A report published in The BMJ last week revealed that in the United States firearm-related deaths are twice as high among African-Americans compared with whites. The Columbia University study is the first to not only correlate gun-related deaths to ethnicity but also to group the statistics into state-specific categories.
The researchers examined firearm-related fatalities within each individual state from 2000 to 2010. The report draws its data from the Injury Statistics Query and Reporting System, published by the U.S. Centers for Disease Control and Prevention. The study has firearm deaths from murder, unintentional shooting accidents and suicide—a total of 335,609 fatalities during that 11-year period. In a state-by-state comparison, the District of Columbia had the highest rate of gun deaths in the United States, with 21.71 people per 100,000 citizens, while Hawaii had the lowest, at 3.02 per 100,000 citizens.
Most troubling, though, was the rate difference between ethnicities: firearm-related fatality rates for African-Americans were twice as high as the reported rates for Caucasians. (Some good news: The fatality rates decreased among people of Hispanic descent, which the researchers suggest is due to low ownership rates or lack of access to firearms.)
But Michael Sierra-Arevalo, a sociology Ph.D. Candidate at Yale, tells Newsweek that the actual firearm fatality rate in the U.S. is probably much higher than that outlined by the study, although it’s difficult to discern what the actual number is. Mostly, Sierra-Arevalo says, there is a serious lack of quantitative data on gun violence as a whole. Only broad estimates of firearm-related fatalities exist. In particular, virtually no data exist on police-perpetrated shootings. Urban and gang violence-related crimes, which make up the majority of gun deaths in the United States, are also vastly underreported, Sierra-Arevalo says.
Another problem with the state-by-state reporting in the BMJ study is that rates are skewed significantly within certain cities and counties. This makes state-based data misleading.
“Chicago has incredibly strict gun laws, so why is it so bad there? Because it’s right across the border from some of the states with the laxest gun laws in the country,” says Sierra-Arevalo. “You can literally walk across the state lines and buy a gun.” Compare this with New York City, which also has strict gun laws but is neighbored by states with similarly staunch firearm regulations and has lower homicide rates than Illinois.
Another downside of the study is that it uses only data from reported firearm fatalities. It is unclear how many deaths go unreported per year in the U.S., but that data couldn’t be included in the report because it simply does not exist. Sierra-Arevalo says this is partially due to misclassifications “running rampant” on death certificates and the states’ varied standards on dealing with firearm-related fatalities.
He suggests that the first step to amending the firearm-related research gap is addressing the lack of good data. “There needs to be concerted efforts collecting the data and getting cooperation at the federal, state and local level,” he says.
Speaking with Newsweek, lead researcher Bindu Kalesan agreed that the massive lack of data was an inevitable shortcoming of the study. Kalesan, a cardiologist, hopes that better data collection in the future will open new avenues to prevent gun violence.
There are some ways forward. Past research has indicated that there are patterns that could help better identify real gun violence numbers. For example, two Yale sociologists, Andrew Papachristos and Christopher Wilderman, led a 2013 study that found that gun violence is concentrated intraracially, among tight-knit social networks in urban areas.
The study linked social networks to fatal shootings in Chicago from 2006 to 2011. Results found that 6 percent of a high-risk, high-crime African-American community in Chicago was involved in 70 percent of the gun-related murders. Additionally, those within that 6 percent had a staggering 900 percent greater chance of being a victim of gun violence than an outsider, and 98 percent of Chicago gangs were linked to the homicide ring examined by researchers.

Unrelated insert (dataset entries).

PR #763, opened 2026-06-12
[Hardware] Resolve GPU issues on Blackwell

zhaochenyang20:
As titled.


sglang_omni/models/qwen3_asr/stages.py
```diff
@@ -13,50 +27,20 @@ def create_sglang_qwen3_asr_executor(
...
-    # Leave unset by default so SGLang/Omni auto-tunes the static KV/radix
-    # memory budget from GPU size, chunked prefill, and CUDA graph settings.
     mem_fraction_static: float | None = None,
-    # SeedTTS WER inputs are unique audio clips, so caching audio embeddings on
-    # GPU has essentially no reuse and only retains runtime memory.
     mm_embedding_cache_size_bytes: int = 0,
-    # CUDA graph capture is fast for this ASR path; torch.compile dominates
-    # startup latency and gives little benefit for the benchmark workload.
     enable_torch_compile: bool = False,
+    mm_attention_backend: str | None = "triton_attn",
```
Ratish1: This should not default to `triton_attn` for every Qwen3-ASR launch. Current SGLang already has hardware-aware multimodal attention selection in `VisionAttention._determine_attention_backend()`: Hopper defaults to `fa3`, Blackwell SM100 defaults to `fa4`, and other CUDA paths fall back to `triton_attn`.

By setting `mm_attention_backend="triton_attn"` here, this PR bypasses that policy globally and can silently downgrade non-Blackwell runs, while also preventing fixed Blackwell paths from using the
backend SGLang would select.

we can keep this default as `None` and only override the backend when the current device actually requires the Blackwell fallback, or expose it as an explicit runtime/config override instead of changing
the Qwen3-ASR default for all hardware.

benchmarks/eval/benchmark_tts_seedtts.py
```diff
@@ -31,7 +31,7 @@
 
     python -m benchmarks.eval.benchmark_tts_seedtts \
         --meta zhaochenyang20/seed-tts-eval-arrow \
-        --model boson-sglang/higgs-audio-v3-tts-4b --port 8000 \
+        --model bosonai/higgs-audio-v3-tts-4b --port 8000 \
```
Ratish1, line 34: Why change this?

tests/unit_test/pipeline/test_gpu_compat.py
Ratish1, line 1: I dont think we need unit tests for this PR. wdyt?

benchmarks/eval/benchmark_tts_seedtts.py
zhaochenyang20: boson-sglang is not publiced.

tests/unit_test/pipeline/test_gpu_compat.py
zhaochenyang20: we can remove it.

Ratish1 (approved):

Understanding these patterns is essential to understanding how prevalent gun violence is in the United States. The U.S. also has the highest rates of gun-related deaths in the world, by far. The same study revealed that the U.S. had about 10.3 gun-related deaths per 100,000 people, while the country with the second-highest rate, Switzerland, had only 3.84 deaths per 100,000 people.

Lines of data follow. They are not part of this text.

PR #767, opened 2026-06-12
fix: resolve tensor device mismatch and CI artifact glob in Video-AMM…

### LINKED ISSUE #765: CI stage 10 / stage 11 (Video-AMME Talker) fail frequently — need root-cause investigation
### Background

In the Qwen3-Omni CI pipeline, two **video-related** stages have been failing often:

| Stage | Name | Test file | Workflow job |
|-------|------|-----------|--------------|
| **Stage 10** | Video-AMME Talker (WER + speed) | `tests/test_model/test_qwen3_omni_videoamme_talker_ci.py` | `stage-10-videoamme-talker` |
| **Stage 11** | FP8 Thinker TP=2 (Video-AMME Talker) | `tests/test_model/test_qwen3_omni_videoamme_talker_tp2_ci.py` | `stage-11-thinker-tp2` |

Both are defined in `.github/workflows/test-qwen3-omni-ci.yaml`.

They run the **Video-AMME Talker** path (Video+Audio → Text+Audio) and check text accuracy, text-audio WER, and speed metrics. Stage 11 additionally covers the **FP8 Thinker TP=2** configuration.

### Problem

These two stages **fail frequently in CI**, which hurts PR merge confidence and overall CI reliability. The root cause is still unclear. Possibilities include:

1. **Correctness** — a bug in the video encoder / preprocessor path causing accuracy or WER threshold failures
2. **Resource pressure** — video inputs are memory-heavy, leading to **OOM** or GPU memory not being released in time
3. **Stability** — timeouts, flaky retries still failing, or environment/concurrency issues on the CI host

### Initial hypotheses

- **Encoder handling**: video encoding / preprocessing (e.g. `pixel_values_videos`, video token injection) may have edge cases that only show up in the full Talker pipeline.
- **OOM**: Stage 10 runs with concurrency 16 over 20 samples; Stage 11 adds TP=2 + FP8 on top of that, so memory pressure is higher. Timeouts are 30 / 35 minutes — failures may also be OOM or hangs rather than metric regressions.

### What we need help with

1. **Collect recent failure logs** from Actions for stage 10 / 11 and categorize failures (threshold assert, OOM / `CUDA out of memory`, timeout, process crash, etc.).
2. **Compare with stage 9** (`test_qwen3_omni_videoamme_ci.py`, Video-AMME accuracy + speed only). If stage 9 is stable but 10/11 are not, narrow the investigation to Talker / audio output / TP=2 paths.
3. **Reproduce locally or on CI** by running the two pytest files in isolation on the H20 CI host (or equivalent GPU), watching encoder-stage memory and stack traces.
4. **Propose a fix or mitigation** — e.g. encoder memory optimization, CI concurrency/sample tuning, threshold recalibration, or an actual bug fix.

### Why this matters

Video is a core capability of Qwen3-Omni. Getting stage 10 and 11 stable would significantly improve confidence in the **video+audio multimodal pipeline** and make CI much more trustworthy for merges.

### Relevant files

- Workflow: `.github/workflows/test-qwen3-omni-ci.yaml` (`stage-10-videoamme-talker`, `stage-11-thinker-tp2`)
- Tests: `tests/test_model/test_qwen3_omni_videoamme_talker_ci.py`, `tests/test_model/test_qwen3_omni_videoamme_talker_tp2_ci.py`
- Benchmark: `benchmarks/eval/benchmark_omni_videoamme.py`
- Flaky retry wrapper: `.github/scripts/run_flaky_pytest.sh`

### Suggested labels

`ci`, `bug`, `video`, `help wanted`

MelodyyyYin:
## Title

```
fix(ci): stabilize Qwen3-Omni Video-AMME Talker stages (#765)
```

## Body

Resolves #765 — the Qwen3-Omni Video-AMME Talker CI stages (stage 10 and the FP8 Thinker TP=2 stage 11) failed intermittently. This PR fixes the real bugs and, with maintainer sign-off, aligns the stage-11 speed gate with the config the fix actually requires.

### What we changed

1. **Talker prefill device mismatch.** `talker_prefill.py` ran `torch.stack` over mixed CPU/CUDA tensors. Move all tensors to a common device before the stack.

2. **Stage 11 GPU-1 OOM.** Under TP=2 the thinker rank-1 shares GPU 1 with `talker_ar` + `code2wav`; at `thinker-mem-fraction-static 0.55` the concurrency-16 video-prefill activation spike overran the card. Lower it to **0.40** and set `PYTORCH_ALLOC_CONF=expandable_segments:True` (PyTorch 2.9 renamed `PYTORCH_CUDA_ALLOC_CONF`; both names are set so the setting always applies). → no more OOM.

3. **`pidfd_getfd: Operation not permitted` on stage 11.** Once requests reached the disaggregated relay, it passes fds between stage processes via `pidfd_getfd`, which needs `CAP_SYS_PTRACE`. Add `--cap-add=SYS_PTRACE` to stage 11's container (only stage 11 uses the disaggregated server; the router/colocated stages do not). → requests complete.

4. **CI artifact globs.** The post-stage upload globs never matched pytest's `mktemp` output dirs (`mktemp("videoamme_audio")` → `videoamme_audio0`). Add the `*` wildcard for stages 4/6/8/10/11 (`mmmu_audio*` / `mmsu_audio*` / `videomme_audio*` / `videoamme_audio*`). Text-only stages 3/5/7/9 use `tmp_path / "x"` (literal subdir, no suffix) and are intentionally left unchanged.

5. **Orphan GPU cleanup + script consolidation.** The retry path missed orphan `multiprocessing.spawn` workers that hold `/dev/nvidia*` fds but are invisible to `nvidia-smi`. `delete_gpu_process.sh` gains a `--kill-orphans` flag (scan `/proc/*/fd` + pkill). The redundant `ensure_gpus_idle.sh` (which had become a thin shim) is removed, and its callers (`run_all_wer_ci_aligned.sh`, `benchmarks/benchmarker/utils.py`) plus the docs are repointed to `delete_gpu_process.sh --kill-orphans`. `omni-post-stage` now reaps orphans so a teardown that leaves VRAM-holding workers cannot time out the cleanup wait and turn a passing stage red; `omni-setup` stays without the flag (the container is fresh at stage start).

6. **Stage 11 latency gate 146.7 → 150 (maintainer-approved).** `latency_mean_s_max` was derived (`apply_slack`, 12.5% slack) from a P95 baseline of 130.381 s that was calibrated at `thinker-mem-fraction-static 0.55`. But 0.55 OOMs on H20 at concurrency 16 (requests fail and no latency is even produced) — which is exactly why fix (2) lowers it to 0.40. At 0.40 the stage runs at ~148 s, and **0 of 18 historical latency samples ever met 146.7** (min 146.764, mean 148.98) across multiple branches: the gate was unreachable for the only config that actually works. Every historical run did have at least one attempt ≤ 148.3 s, so a 150 s gate passes reliably under the existing flaky-retry wrapper. Pinned `latency_mean_s_max` to 150.0; the rtf and throughput gates are unchanged.

### Notes / non-changes

- **Stages stay parallel** (no `needs:` chain): the self-hosted runner is a single executor and already serializes jobs, so a serialization chain adds nothing.
- **Stage 10 accuracy** (Video-AMME Talker, `thinker-text` gate 0.65) is a **pre-existing flaky threshold**, not a regression from this PR: the model averages ~0.61 (floor 0.50) on the 20-sample eval, so it flips green/red run-to-run on unrelated branches too (it passed on one run of this branch and scored 0.60 on the very next run with no inference-path change). The test file and the 0.65 gate are not in this PR's diff and are left to maintainers.
- No other numeric/threshold values are changed.


zhaochenyang20 (approved):

sjmshsh:
https://github.com/sgl-project/sglang-omni/pull/766

I also made the related fix, but your workflow had already started, so I closed this PR for now.

keke0315:
Hi @MelodyyyYin , A simple mitigation to try is moving `code2wav` off GPU 1 in the TP=2 fixture.

In `tests/test_model/conftest.py` line 153:

--gpu-code2wav 1

could be changed to:

--gpu-code2wav 0

The failure logs show GPU 1 with very very little free memory, moving code2wav to GPU 0 might slightly reduce GPU 1 pressure

It may also be helpful:

In `tests/test_model/conftest.py` line 153:

 --thinker-mem-fraction-static, 

let's say, from 0.55 to 0.5, to leave more memory available under concurrency.

This should only affect the TP=2 fixture and should not change the other CI stages. I have also submitted jobs to reproduce this CI run on a similar setup and will share the results once it finishes.

Hope this would be helpful.

GaokaiZhang:
### Stage 11 (FP8 Thinker TP=2) — root cause and fix

The device-mismatch fix made **stage 10 green**, but **stage 11 kept failing for an unrelated reason**: a **GPU-1 memory OOM**, not a correctness bug. Under TP=2, GPU 1 co-hosts three stages — thinker **rank 1**, `talker_ar`, and `code2wav`. In the failing run all 10 requests returned HTTP 500; the worker traceback shows GPU 1 fully consumed by *legitimate* stages only — `thinker 84.69 + talker 9.90 + code2wav 0.74 GiB ≈ 95 GiB`, 7.44 MiB free — the thinker having grown ~32 GiB past its static reservation during the concurrency-16 video prefill. (All 3 flaky-retry attempts OOM'd.)

Two independent things made this fail consistently:

**1. Orphan TP workers poison retries** — already fixed here (the `delete_gpu_process.sh` → `ensure_gpus_idle.sh` commit).
The TP rank-1 `multiprocessing.spawn` children aren't listed by `nvidia-smi` as compute apps, so the old cleanup left them holding VRAM between attempts — once attempt 1 OOM'd, attempts 2–3 started dirty and were doomed. Confirmed locally: after a normal process kill, a spawn worker still held **~49 GiB**; only scanning `/proc/*/fd` for open `/dev/nvidia*` handles reclaims it.

**2. Too-tight per-attempt budget** — the remaining piece, **proposed in MelodyyyYin/sglang-omni#1 onto this branch** (`conftest.py`: thinker `mem_fraction_static 0.55 → 0.40`; `+ PYTORCH_CUDA_ALLOC_CONF=expandable_segments:True` on stage 11).
Even a *clean* attempt is borderline at 0.55. The thinker KV pool is ~94% unused at this size, so the smaller static reservation costs nothing and restores the headroom the co-located stages need for the prefill activation spike. `expandable_segments` cuts allocator fragmentation on the shared card.

**Validation** — reproduced in the CI image on 2× H100-80GB (*less* memory than the H20 runner, so a stricter test). Clean A/B on identical GPUs:

| Config | Requests | Peak GPU mem | OOM |
|---|---|---|---|
| `0.55` (stock) | **10/10 fail** | 80975 MiB (99.3%) | 2 — `thinker_tp1` killed |
| `0.40` + `expandable_segments` | **10/10 pass** | 77513 MiB (95%) | 0 |

The ~45 GiB concurrency-16 prefill activation spike overruns the card at `0.55`; the smaller static reservation makes room for it. On the H20's 95 GiB cards the same config leaves ~12 GiB more headroom than this 80 GiB stress test.

**Diff:** `tests/test_model/conftest.py` (thinker `0.55→0.40`) and `.github/workflows/test-qwen3-omni-ci.yaml` (stage-11 `PYTORCH_CUDA_ALLOC_CONF`), on top of the `ensure_gpus_idle.sh` retry-cleanup change.

keke0315:
> ### Stage 11 (FP8 Thinker TP=2) — root cause and fix
> The device-mismatch fix made **stage 10 green**, but **stage 11 kept failing for an unrelated reason**: a **GPU-1 memory OOM**, not a correctness bug. Under TP=2, GPU 1 co-hosts three stages — thinker **rank 1**, `talker_ar`, and `code2wav`. In the failing run all 10 requests returned HTTP 500; the worker traceback shows GPU 1 fully consumed by _legitimate_ stages only — `thinker 84.69 + talker 9.90 + code2wav 0.74 GiB ≈ 95 GiB`, 7.44 MiB free — the thinker having grown ~32 GiB past its static reservation during the concurrency-16 video prefill. (All 3 flaky-retry attempts OOM'd.)
> 
> Two independent things made this fail consistently:
> 
> **1. Orphan TP workers poison retries** — already fixed here (the `delete_gpu_process.sh` → `ensure_gpus_idle.sh` commit). The TP rank-1 `multiprocessing.spawn` children aren't listed by `nvidia-smi` as compute apps, so the old cleanup left them holding VRAM between attempts — once attempt 1 OOM'd, attempts 2–3 started dirty and were doomed. Confirmed locally: after a normal process kill, a spawn worker still held **~49 GiB**; only scanning `/proc/*/fd` for open `/dev/nvidia*` handles reclaims it.
> 
> **2. Too-tight per-attempt budget** — the remaining piece, **proposed in [MelodyyyYin#1](https://github.com/MelodyyyYin/sglang-omni/pull/1) onto this branch** (`conftest.py`: thinker `mem_fraction_static 0.55 → 0.40`; `+ PYTORCH_CUDA_ALLOC_CONF=expandable_segments:True` on stage 11). Even a _clean_ attempt is borderline at 0.55. The thinker KV pool is ~94% unused at this size, so the smaller static reservation costs nothing and restores the headroom the co-located stages need for the prefill activation spike. `expandable_segments` cuts allocator fragmentation on the shared card.
> 
> **Validation** — reproduced in the CI image on 2× H100-80GB (_less_ memory than the H20 runner, so a stricter test). Clean A/B on identical GPUs:
> 
> Config	Requests	Peak GPU mem	OOM
> `0.55` (stock)	**10/10 fail**	80975 MiB (99.3%)	2 — `thinker_tp1` killed
> `0.40` + `expandable_segments`	**10/10 pass**	77513 MiB (95%)	0
> The ~45 GiB concurrency-16 prefill activation spike overruns the card at `0.55`; the smaller static reservation makes room for it. On the H20's 95 GiB cards the same config leaves ~12 GiB more headroom than this 80 GiB stress test.
> 
> **Diff:** `tests/test_model/conftest.py` (thinker `0.55→0.40`) and `.github/workflows/test-qwen3-omni-ci.yaml` (stage-11 `PYTORCH_CUDA_ALLOC_CONF`), on top of the `ensure_gpus_idle.sh` retry-cleanup change.



> ### Stage 11 (FP8 Thinker TP=2) — root cause and fix
> The device-mismatch fix made **stage 10 green**, but **stage 11 kept failing for an unrelated reason**: a **GPU-1 memory OOM**, not a correctness bug. Under TP=2, GPU 1 co-hosts three stages — thinker **rank 1**, `talker_ar`, and `code2wav`. In the failing run all 10 requests returned HTTP 500; the worker traceback shows GPU 1 fully consumed by _legitimate_ stages only — `thinker 84.69 + talker 9.90 + code2wav 0.74 GiB ≈ 95 GiB`, 7.44 MiB free — the thinker having grown ~32 GiB past its static reservation during the concurrency-16 video prefill. (All 3 flaky-retry attempts OOM'd.)
> 
> Two independent things made this fail consistently:
> 
> **1. Orphan TP workers poison retries** — already fixed here (the `delete_gpu_process.sh` → `ensure_gpus_idle.sh` commit). The TP rank-1 `multiprocessing.spawn` children aren't listed by `nvidia-smi` as compute apps, so the old cleanup left them holding VRAM between attempts — once attempt 1 OOM'd, attempts 2–3 started dirty and were doomed. Confirmed locally: after a normal process kill, a spawn worker still held **~49 GiB**; only scanning `/proc/*/fd` for open `/dev/nvidia*` handles reclaims it.
> 
> **2. Too-tight per-attempt budget** — the remaining piece, **proposed in [MelodyyyYin#1](https://github.com/MelodyyyYin/sglang-omni/pull/1) onto this branch** (`conftest.py`: thinker `mem_fraction_static 0.55 → 0.40`; `+ PYTORCH_CUDA_ALLOC_CONF=expandable_segments:True` on stage 11). Even a _clean_ attempt is borderline at 0.55. The thinker KV pool is ~94% unused at this size, so the smaller static reservation costs nothing and restores the headroom the co-located stages need for the prefill activation spike. `expandable_segments` cuts allocator fragmentation on the shared card.
> 
> **Validation** — reproduced in the CI image on 2× H100-80GB (_less_ memory than the H20 runner, so a stricter test). Clean A/B on identical GPUs:
> 
> Config	Requests	Peak GPU mem	OOM
> `0.55` (stock)	**10/10 fail**	80975 MiB (99.3%)	2 — `thinker_tp1` killed
> `0.40` + `expandable_segments`	**10/10 pass**	77513 MiB (95%)	0
> The ~45 GiB concurrency-16 prefill activation spike overruns the card at `0.55`; the smaller static reservation makes room for it. On the H20's 95 GiB cards the same config leaves ~12 GiB more headroom than this 80 GiB stress test.
> 
> **Diff:** `tests/test_model/conftest.py` (thinker `0.55→0.40`) and `.github/workflows/test-qwen3-omni-ci.yaml` (stage-11 `PYTORCH_CUDA_ALLOC_CONF`), on top of the `ensure_gpus_idle.sh` retry-cleanup change.

Please also check if the attempt failed due to Latency/RTF exceeding the threshold.

Reproduce occasional slight latency threshold violations (H100), and the CI environment (H20) consistently stays below the latency threshold.

.github/scripts/run_flaky_pytest.sh
```diff
@@ -42,7 +42,7 @@ should_retry() {
 
 cleanup_between_attempts() {
   echo "Cleaning GPU state before retry..."
-  if ! bash .github/scripts/delete_gpu_process.sh; then
+  if ! bash .github/scripts/ensure_gpus_idle.sh; then
```
zhaochenyang20: This is strange. `.github/scripts` we have [delete_gpu_process.sh](https://github.com/sgl-project/sglang-omni/blob/main/.github/scripts/delete_gpu_process.sh) and [ensure_gpus_idle.sh](https://github.com/sgl-project/sglang-omni/blob/main/.github/scripts/ensure_gpus_idle.sh). If we only need one, delete the redundant one.

.github/workflows/test-qwen3-omni-ci.yaml
```diff
@@ -424,18 +424,22 @@ jobs:
...
 
   stage-11-thinker-tp2:
     name: stage 11 - FP8 Thinker TP=2 (Video-AMME Talker)
     runs-on: [self-hosted]
     timeout-minutes: 35
     container:
       image: crpi-n6adu6llixz83q37.cn-hangzhou.personal.cr.aliyuncs.com/hongccc/sglang-omni:dev
+      # TP=2 disaggregated relay passes fds between stage processes via
+      # pidfd_getfd, which needs CAP_SYS_PTRACE (else every request 500s with
+      # "pidfd_getfd: Operation not permitted"). Only stage 11 uses this server.
```
zhaochenyang20: I do not understand this comment, explain it indetails. And, `Note (Yin):`

.github/workflows/test-qwen3-omni-ci.yaml
```diff
@@ -457,13 +461,16 @@ jobs:
         env:
           HF_ENDPOINT: https://hf-mirror.com
           TORCHINDUCTOR_CACHE_DIR: ${{ env.OMNI_CI_HOME }}/.torchinductor
+          # Reduce allocator fragmentation on GPU 1, where the TP=2 thinker
+          # rank-1 is co-located with talker_ar + code2wav (issue #765).
```
zhaochenyang20: does this means, Thinker is TP 2 but talker and code2wav are on CUDA:0. Thus CUDA:0 is easier to OOM than CUDA:1?

In this sense, we can use the minimal fix for stage 11 for now. But either way, we need to do multiple-talker/code2wav, or we should do TP to them both.

cc @JingwenGu0829 @ischencheng

tests/test_model/conftest.py
```diff
@@ -151,8 +151,14 @@ def qwen3_omni_fp8_talker_server_tp2(tmp_path_factory: pytest.TempPathFactory):
             "1",
             "--gpu-code2wav",
             "1",
+            # 0.40 (not 0.55): under TP=2 the thinker rank-1 shares GPU 1 with
+            # talker_ar + code2wav, so 0.55 left too little headroom for the
+            # thinker's concurrency-16 video-prefill activation spike -> OOM
+            # (issue #765, stage 11). The KV pool is ~94% unused at this size,
+            # so the smaller static reservation costs nothing and restores the
+            # margin the co-located stages need.
```
zhaochenyang20: add `note (yin):`

zhaochenyang20 (changes requested):

.github/scripts/run_flaky_pytest.sh
MelodyyyYin: The two scripts are not redundant — they have a parent-child relationship. `ensure_gpus_idle.sh` calls `delete_gpu_process.sh` internally (line 74). The distinction:

- `delete_gpu_process.sh`: kills processes that `nvidia-smi` lists as active compute apps
- `ensure_gpus_idle.sh`: first kills orphan processes invisible to `nvidia-smi` (detected by scanning `/proc/PID/fd` for open `/dev/nvidia*` file descriptors, which still hold VRAM), then delegates to `delete_gpu_process.sh`

`delete_gpu_process.sh` is kept because it is used standalone in other contexts (e.g. benchmarker calibration) where the orphan scan is not needed. `run_flaky_pytest.sh` specifically needs `ensure_gpus_idle.sh` because a TP=2 crash leaves orphan `multiprocessing.spawn` workers with live CUDA contexts that `delete_gpu_process.sh` alone would miss.

.github/workflows/test-qwen3-omni-ci.yaml
MelodyyyYin: **GPU layout (why GPU 1, not GPU 0):** The fixture configures `--gpu-talker 1 --gpu-code2wav 1`, so the TP=2 thinker shards rank-0 to GPU 0 and rank-1 to GPU 1, while talker and code2wav both land on GPU 1. GPU 1 therefore co-locates three residents (thinker rank-1, talker_ar, code2wav); GPU 0 only has thinker rank-0. That is why GPU 1 is the memory pressure point and the comment targets it.

.github/workflows/test-qwen3-omni-ci.yaml
MelodyyyYin: **What `pidfd_getfd` is:** Linux syscall that lets one process duplicate a file descriptor from another process's fd table. The TP=2 disaggregated server runs four stage processes (thinker rank-0, thinker rank-1, talker_ar, code2wav); the relay coordinator passes socket/shm fds between them at request time using `pidfd_getfd`. Docker containers do not have `CAP_SYS_PTRACE` by default, so the syscall fails with EPERM → every routed request returns a 500 with "pidfd_getfd: Operation not permitted". Adding `--cap-add=SYS_PTRACE` grants the capability and the relay works normally. Stage 11 is the only stage that runs this multi-process TP=2 server, so the cap-add is scoped to stage 11 only.

**Comment format:** Updated to `# note (Yue Yin):` format in commit `34d5462`. Sorry for missing this in the first pass — that comment came in via the PR #2 merge and wasn't caught.

**`PYTORCH_CUDA_ALLOC_CONF` deprecation:** The env var was renamed to `PYTORCH_ALLOC_CONF` in PyTorch 2.9.1. Fixed in commit `41d06c4`.

.github/scripts/run_flaky_pytest.sh
zhaochenyang20: No. This is not first principled. These two files have similar naming. At least you can merge it into one.

MelodyyyYin: Done, here's the updated version — merged the orphan scan into delete_gpu_process.sh so it now kills both
  nvidia-smi-visible processes and /proc/fd-visible orphans by default. ensure_gpus_idle.sh is now a one-line shim
  for backward compat, and run_flaky_pytest.sh calls delete_gpu_process.sh directly.

  On your two concerns:
  - Only target specified GPUs: already scoped via CUDA_VISIBLE_DEVICES, the orphan scan respects the same GPU
  filter.
  - Don't kill others: each CI stage runs in its own PID namespace, so the scan only sees processes within the
  current container — other users' processes are invisible by construction.
  
  Current memory threshold is 1024 MiB, stricter than 2 GB, so that's fine as-is.

.github/workflows/test-qwen3-omni-ci.yaml
```diff
@@ -350,6 +357,7 @@ jobs:
 
   stage-9-videoamme:
     name: stage 9 - Video-AMME accuracy + speed
+    needs: [stage-8-videomme-talker]
```
zhaochenyang20: why do you change this? Make the test into sequential? Revert this back. All the tests should run in parallel.

zhaochenyang20 (changes requested):

.github/scripts/ensure_gpus_idle.sh
zhaochenyang20, line 1: By merge, I mean delete one file. Only keep one

zhaochenyang20 (changes requested):

zhaochenyang20 (approved):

The United States has the highest rate of firearm ownership in the world, but the exact number of Americans who own guns is difficult for researchers to track down. According to a 2013 study by two U.S. cardiologists, there are 88 guns per 100 people in the nation, but a Pew Research Center survey from the same year concluded that 37 percent of Americans say they either possess a gun or someone in their household does. The authors of the BMJ study argue that tighter gun control could reduce gun deaths, but they also make the point that limiting firearm availability isn’t the only thing that may help decrease rates of firearm-related deaths. They suggest that further research to analyze what catalyzes firearm violence and then implementing changes on a state level—as opposed to legislation attempting to address all the problems at once—could be the key to lowering gun-related deaths in the future.
3:55 p.m.: This article was amended to reflect a 2013 Pew Research Center survey reflecting self-reported gun ownership rates in the United States.